WHAT IS EXPECTED = Below are entries to return in full. Keep each one exact.

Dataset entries
•••••

PR #1434, opened 2023-06-16
[DEV-1789] forward_aggregator: add ForwardAggregator class

jevonyeoh:
## Description
Implement the `ForwardAggregator` class, which will add a `FORWARD_AGGREGATE` node into the graph when it's called. 

This currently isn't called anywhere, but will be added into the `GroupBy` class shortly. 

Also makes a minor refactor to move the `BaseAggregator` into a separate `api/aggregator` folder.

## Type of Change

## Checklist


featurebyte/query_graph/node/generic.py
```diff
@@ -468,6 +469,56 @@ def _derive_sdk_code(
...
+        horizon: Optional[str]
+        blind_spot: Optional[str]
+        keys: List[InColumnStr]  # group by keys
+        parent: Optional[InColumnStr]
+        agg_func: AggFunc
+        value_by: InColumnStr  # aggregate column
+        serving_name: str
+        entity_ids: Optional[List[PydanticObjectId]]
+        # TableDetails are needed because we will be performing the aggregation query directly on the calling table.
+        table_details: TableDetails
```
gee-senbong, line 491: Should we inherit `featurebyte.query_graph.node.mixin.BaseGroupbyParameters`? If not, we need to update the logic in entity extractor to consider target  (https://github.com/featurebyte/featurebyte/blob/main/featurebyte/query_graph/transform/entity_extractor.py#L34-L49). Entity extractor is used to extract entity(s) of the feature (i suspect we likely need to reuse the same logic for target).

tests/unit/api/aggregator/test_forward_aggregator.py
```diff
@@ -0,0 +1,126 @@
...
+                target_name=target_name,
+            )
+    else:
+        forward_aggregator._validate_parameters(
+            value_column=value_column,
+            method=method,
+            horizon=horizon,
+            blind_spot=blind_spot,
+            target_name=target_name,
+        )
```
gee-senbong, line 126: Do we have a test to check whether the node output category is derived properly? This is to cover the changes in `NodeOutputCategory`.

featurebyte/api/aggregator/forward_aggregator.py
```diff
@@ -0,0 +1,176 @@
...
+    def forward_aggregate(
+        self,
+        value_column: str,
+        method: Optional[str] = None,
+        horizon: Optional[str] = None,
+        blind_spot: Optional[str] = None,
+        target_name: Optional[str] = None,
+    ) -> Target:
+        """
+        Aggregate given value_column for each group specified in keys over a list of time windows.
```
YS-L, line 38: This should be a single window. Would it be clearer to mention horizon instead of window in the docstring?

featurebyte/api/aggregator/forward_aggregator.py
```diff
@@ -0,0 +1,176 @@
...
+
+        Parameters
+        ----------
+        value_column: str
+            Column to be aggregated
```
YS-L, line 43: Should the type of this be None? `_validate_method_and_value_column` enforces that value column is None for count method.

featurebyte/api/aggregator/forward_aggregator.py
```diff
@@ -0,0 +1,176 @@
...
+            method=method,
+            horizon=horizon,
+            blind_spot=blind_spot,
+            target_name=target_name,
+        )
+        # Add forward aggregate node to graph.
+        forward_aggregate_node = self.view.graph.add_operation(
+            node_type=NodeType.FORWARD_AGGREGATE,
+            node_params=node_params,
+            node_output_type=NodeOutputType.SERIES,
```
YS-L, line 77: I think for consistency the output type should be frame.

tests/unit/api/aggregator/test_forward_aggregator.py
jevonyeoh: good point - added a simple test to extract operation structure, and verified the `output_category` is `target`!

featurebyte/query_graph/node/generic.py
jevonyeoh: also inherited the `AggregationOpStructMixin` to avoid having to duplicate the derive operation structure info if that seems reasonable!

YS-L (approved):

PR #1439, opened 2023-06-17
enhancement: add feature list with batch feature creation async route

gee-senbong:
## Description

This PR introduces a new feature list creation (with batch features creation) route to reduce number of API calls required for existing feature list creation route.

Existing SDK feature list creation will do the following:
* check whether feature in the feature list has been saved or not (take n number of api calls, n is the number of features in the feature list).
* post batch feature creation async task
* post feature list creation route

For the new flow, following will happen:
* post feature list with batch feature creation async task (inside the task, it will check whether the feature has been saved, perform batch feature creation, and then create the new feature list).

## Type of Change

## Checklist


featurebyte/api/feature_group.py
```diff
@@ -495,9 +483,31 @@ def save(self, conflict_resolution: ConflictResolution = "raise") -> None:
...
+        )
+
+        # save temporary feature list with list of features
+        self.post_async_task(
+            route="/feature_list/batch",
+            payload=feature_list_batch_feature_create.json_dict(),
+            retrieve_result=False,
+            has_output_url=False,
+        )
+        feature_list_dict = get_api_object_by_id(
```
YS-L, line 500: Would it make sense to wrap the lines below in a try block and delete the temporary feature list in the finally section to ensure clean up on unexpected errors?

gee-senbong: The temporary feature list is only created if all of the features have been created successfully. It is the last step of the async job. If we put it inside the try-finally block, it will becomes something like:
```
try:
    ....
finally:
    try:
         delete_api_object_by_id(route="/feature_list", id_value=feature_list_batch_feature_create.id)
    except:
         pass
```

gee-senbong: It may still have some value if there are some unexpected error happens in between finished async job & deletion happens, though i think the chance is small.

featurebyte/routes/feature/controller.py
```diff
@@ -96,9 +96,13 @@ async def submit_batch_feature_create_task(self, data: BatchFeatureCreate) -> Op
         Optional[Task]
             Task object
         """
+        # as there is no direct way to get the conflict resolved feature id for batch feature creation task,
+        # the conflict resolution should only support "raise" for public API. Therefore, we should not include
+        # the conflict resolution in the API payload schema (BatchFeatureCreate).
```
YS-L, line 101: Does this affect whether we can support "retrieve" resolution in any of the SDK feature / feature list creation methods?

gee-senbong: Technically, both feature & feature list async task can support `retrieve` resolution. The problem is that there is no direct way for feature save to retrieve resolved id. That's why `conflict_resolution` parameter is excluded from batch feature creation POST route. For feature list with batch feature creation task, we can use temporary feature list to obtain resolved feature id. That's why `conflict_resolution` parameter is kept for feature list with batch feature creation POST route.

•••••

TASK RESPONSE =
PR #1434, opened 2023-06-16
[DEV-1789] forward_aggregator: add ForwardAggregator class

jevonyeoh:
## Description
Implement the `ForwardAggregator` class, which will add a `FORWARD_AGGREGATE` node into the graph when it's called. 

This currently isn't called anywhere, but will be added into the `GroupBy` class shortly. 

Also makes a minor refactor to move the `BaseAggregator` into a separate `api/aggregator` folder.

## Type of Change

## Checklist


featurebyte/query_graph/node/generic.py
```diff
@@ -468,6 +469,56 @@ def _derive_sdk_code(
...
+        horizon: Optional[str]
+        blind_spot: Optional[str]
+        keys: List[InColumnStr]  # group by keys
+        parent: Optional[InColumnStr]
+        agg_func: AggFunc
+        value_by: InColumnStr  # aggregate column
+        serving_name: str
+        entity_ids: Optional[List[PydanticObjectId]]
+        # TableDetails are needed because we will be performing the aggregation query directly on the calling table.
+        table_details: TableDetails
```
gee-senbong, line 491: Should we inherit `featurebyte.query_graph.node.mixin.BaseGroupbyParameters`? If not, we need to update the logic in entity extractor to consider target  (https://github.com/featurebyte/featurebyte/blob/main/featurebyte/query_graph/transform/entity_extractor.py#L34-L49). Entity extractor is used to extract entity(s) of the feature (i suspect we likely need to reuse the same logic for target).

tests/unit/api/aggregator/test_forward_aggregator.py
```diff
@@ -0,0 +1,126 @@
...
+                target_name=target_name,
+            )
+    else:
+        forward_aggregator._validate_parameters(
+            value_column=value_column,
+            method=method,
+            horizon=horizon,
+            blind_spot=blind_spot,
+            target_name=target_name,
+        )
```
gee-senbong, line 126: Do we have a test to check whether the node output category is derived properly? This is to cover the changes in `NodeOutputCategory`.

featurebyte/api/aggregator/forward_aggregator.py
```diff
@@ -0,0 +1,176 @@
...
+    def forward_aggregate(
+        self,
+        value_column: str,
+        method: Optional[str] = None,
+        horizon: Optional[str] = None,
+        blind_spot: Optional[str] = None,
+        target_name: Optional[str] = None,
+    ) -> Target:
+        """
+        Aggregate given value_column for each group specified in keys over a list of time windows.
```
YS-L, line 38: This should be a single window. Would it be clearer to mention horizon instead of window in the docstring?

featurebyte/api/aggregator/forward_aggregator.py
```diff
@@ -0,0 +1,176 @@
...
+
+        Parameters
+        ----------
+        value_column: str
+            Column to be aggregated
```
YS-L, line 43: Should the type of this be None? `_validate_method_and_value_column` enforces that value column is None for count method.

featurebyte/api/aggregator/forward_aggregator.py
```diff
@@ -0,0 +1,176 @@
...
+            method=method,
+            horizon=horizon,
+            blind_spot=blind_spot,
+            target_name=target_name,
+        )
+        # Add forward aggregate node to graph.
+        forward_aggregate_node = self.view.graph.add_operation(
+            node_type=NodeType.FORWARD_AGGREGATE,
+            node_params=node_params,
+            node_output_type=NodeOutputType.SERIES,
```
YS-L, line 77: I think for consistency the output type should be frame.

tests/unit/api/aggregator/test_forward_aggregator.py
jevonyeoh: good point - added a simple test to extract operation structure, and verified the `output_category` is `target`!

featurebyte/query_graph/node/generic.py
jevonyeoh: also inherited the `AggregationOpStructMixin` to avoid having to duplicate the derive operation structure info if that seems reasonable!

YS-L (approved):

PR #1439, opened 2023-06-17
enhancement: add feature list with batch feature creation async route

gee-senbong:
## Description

This PR introduces a new feature list creation (with batch features creation) route to reduce number of API calls required for existing feature list creation route.

Existing SDK feature list creation will do the following:
* check whether feature in the feature list has been saved or not (take n number of api calls, n is the number of features in the feature list).
* post batch feature creation async task
* post feature list creation route

For the new flow, following will happen:
* post feature list with batch feature creation async task (inside the task, it will check whether the feature has been saved, perform batch feature creation, and then create the new feature list).

## Type of Change

## Checklist


featurebyte/api/feature_group.py
```diff
@@ -495,9 +483,31 @@ def save(self, conflict_resolution: ConflictResolution = "raise") -> None:
...
+        )
+
+        # save temporary feature list with list of features
+        self.post_async_task(
+            route="/feature_list/batch",
+            payload=feature_list_batch_feature_create.json_dict(),
+            retrieve_result=False,
+            has_output_url=False,
+        )
+        feature_list_dict = get_api_object_by_id(
```
YS-L, line 500: Would it make sense to wrap the lines below in a try block and delete the temporary feature list in the finally section to ensure clean up on unexpected errors?

gee-senbong: The temporary feature list is only created if all of the features have been created successfully. It is the last step of the async job. If we put it inside the try-finally block, it will becomes something like:
```
try:
    ....
finally:
    try:
         delete_api_object_by_id(route="/feature_list", id_value=feature_list_batch_feature_create.id)
    except:
         pass
```

gee-senbong: It may still have some value if there are some unexpected error happens in between finished async job & deletion happens, though i think the chance is small.

featurebyte/routes/feature/controller.py
```diff
@@ -96,9 +96,13 @@ async def submit_batch_feature_create_task(self, data: BatchFeatureCreate) -> Op
         Optional[Task]
             Task object
         """
+        # as there is no direct way to get the conflict resolved feature id for batch feature creation task,
+        # the conflict resolution should only support "raise" for public API. Therefore, we should not include
+        # the conflict resolution in the API payload schema (BatchFeatureCreate).
```
YS-L, line 101: Does this affect whether we can support "retrieve" resolution in any of the SDK feature / feature list creation methods?

gee-senbong: Technically, both feature & feature list async task can support `retrieve` resolution. The problem is that there is no direct way for feature save to retrieve resolved id. That's why `conflict_resolution` parameter is excluded from batch feature creation POST route. For feature list with batch feature creation task, we can use temporary feature list to obtain resolved feature id. That's why `conflict_resolution` parameter is kept for feature list with batch feature creation POST route.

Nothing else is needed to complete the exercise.